For several years, medical providers, healthcare administrators, healthcare quality experts and others have been talking about improving medical care and health outcomes through increased use of data and standardization. The term “evidence based medicine” is used to indicate that medical recommendations and decisions are based, to the extent possible, on data – rather than just doing things because they have always been done that way.
Data can be obtained through clinical trials (where patients are randomized to various treatments and then the outcomes are compared), observation (where the outcomes of various treatments are analyzed to see which are more effective), or expert opinion (where experts in the field agree on best treatments based on experience or “best practices”).
Standardization means that patients will be offered treatment based on the best available knowledge. Those treatment recommendations are also influenced by the patient’s individual situation, so that care is personalized.
For breast cancer patients, this may be evident in various ways. We know that most women diagnosed with early stage breast cancer will not have spread of the cancer at the time of diagnosis. That means that doing a lot of “staging” tests, like PET-CT scans or bone scans, is not necessary for most women, because the likelihood of them being abnormal is so low. The avoidance of these tests improves care for women by less radiation exposure, fewer procedures, and less inconvenience. On a larger scale, doing fewer un-necessary tests also means saving healthcare dollars.

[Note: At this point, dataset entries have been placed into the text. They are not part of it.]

PR #1192, opened 2021-06-10
kpatch: use /sys/kernel/kpatch/ to check whether core module is loaded

### LINKED ISSUE #1187: kpatch: bug in core_loaded  function when determining whether kpatch.ko is loaded
kpatch.service exited abnormally during system boot. 

`systemd[1]: Starting "Apply kpatch kernel patches" ...
kpatch[1156]: loading core module: /usr/local/lib/kpatch/4.19.91.x86_64/kpatch.ko
kpatch[1156]: loading patch module: /var/lib/kpatch/4.19.91.x86_64/kpatch-3938029.ko
kpatch[1156]: loading patch module: /var/lib/kpatch/4.19.91.x86_64/kpatch-4148281.ko
kpatch[1156]: loading patch module: /var/lib/kpatch/4.19.91.x86_64/kpatch-4312241.ko
insmod core module:  /usr/local/lib/kpatch/4.19.91.x86_64/kpatch.ko
insmod : EROR: could not insert module  /usr/local/lib/kpatch/4.19.91.x86_64/kpatch.ko: File exists
kpatch: failed to load core module
kpatch.service: main process exited, code=exited, status=1/FAILURE
Failed to start "Apply kpatch kernel patches"
Unit kpatch.service entered failed state
kpatch.service failed
`

After analysis, we found that the core_loaded function in kpatch script can be wrong in some cases

core_loaded ()
{
      grep -q -e "T klp_enable_patch" -e "T kpatch_register" /proc/kallsyms
}

reading /proc/kallsyms can be inconsistent as this post mentioned ( [https://stackoverflow.com/questions/5713451/is-it-safe-to-parse-a-proc-file](url) )

In the other hand, I can reproduce the same issue when insmod & rmmod repeatedly, here is my test case:

one process, execute the folllowing command
 insert and remove bridge.ko repeatedly, just to manipulate the kallsyms file content
`
while true; do rmmod bridge; modprobe bridge; done
`

the other process, loop to check core_loaded value, following is my script:

!/bin/bash
BASE="$PWD"
COREMOD="/usr/local/lib/kpatch/$(uname -r)/kpatch.ko"
LOGFILE="$BASE/test.log"

core_loaded () {
        grep -q -e "T klp_enable_patch" -e "T kpatch_register" /proc/kallsyms
}

logger() {
    local to_stdout=${1:-0}
     tee -a "$LOGFILE"
}

warn() {
        echo "$(date) kpatch: $*" | logger
}

die() {
        warn "$@"
        exit 1
}

cleanup() {
        rmmod "$COREMOD" || die "failed to unload core module"
}

trap cleanup EXIT INT TERM HUP
while true
 do
         insmod "$COREMOD" || die "failed to load core module"
         if ! core_loaded; then
                die "core not loaded"
         fi
        rmmod "$COREMOD" || die "failed to unload core module"
done

the test script fails after printing 'core not loaded' within 1 min.

xiejingf:
Fixes #1187

### DIFF
--- a/kpatch/kpatch
+++ b/kpatch/kpatch
@@ -127,11 +127,11 @@ find_core_module() {
 }
 
 kpatch_core_loaded() {
-	grep -q -e "T kpatch_register" /proc/kallsyms
+	[[ -d "/sys/kernel/kpatch" ]]
 }
 
 core_loaded () {
-	grep -q -e "T klp_enable_patch" -e "T kpatch_register" /proc/kallsyms
+	[[ -d "/sys/kernel/kpatch" ]] || [[ -d "/sys/kernel/livepatch" ]]
 }
 
 get_module_name () {


euspectre:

Another example of how standardization has helped breast cancer patients is in how the diagnosis is usually made. In the past, most women had their diagnosis made by a surgical biopsy. That meant that many women had surgical removal of breast tissue and then found that they didn’t have cancer. Other women had surgical biopsies but needed additional surgery to treat the identified cancer. Now, most women will be diagnosed by a core needle biopsy – frequently done by the radiologist – using the mammograms or ultrasound to guide the placement of the needle. If the biopsy is benign, many women will not need to have surgery. If the biopsy shows cancer, the treatment can be individualized and planned so that usually only one operation will be necessary.
So what does this all mean for you? When you hear talk of standardization or “best practices” you can feel assured that your providers are trying to give you the best possible care and treatment options.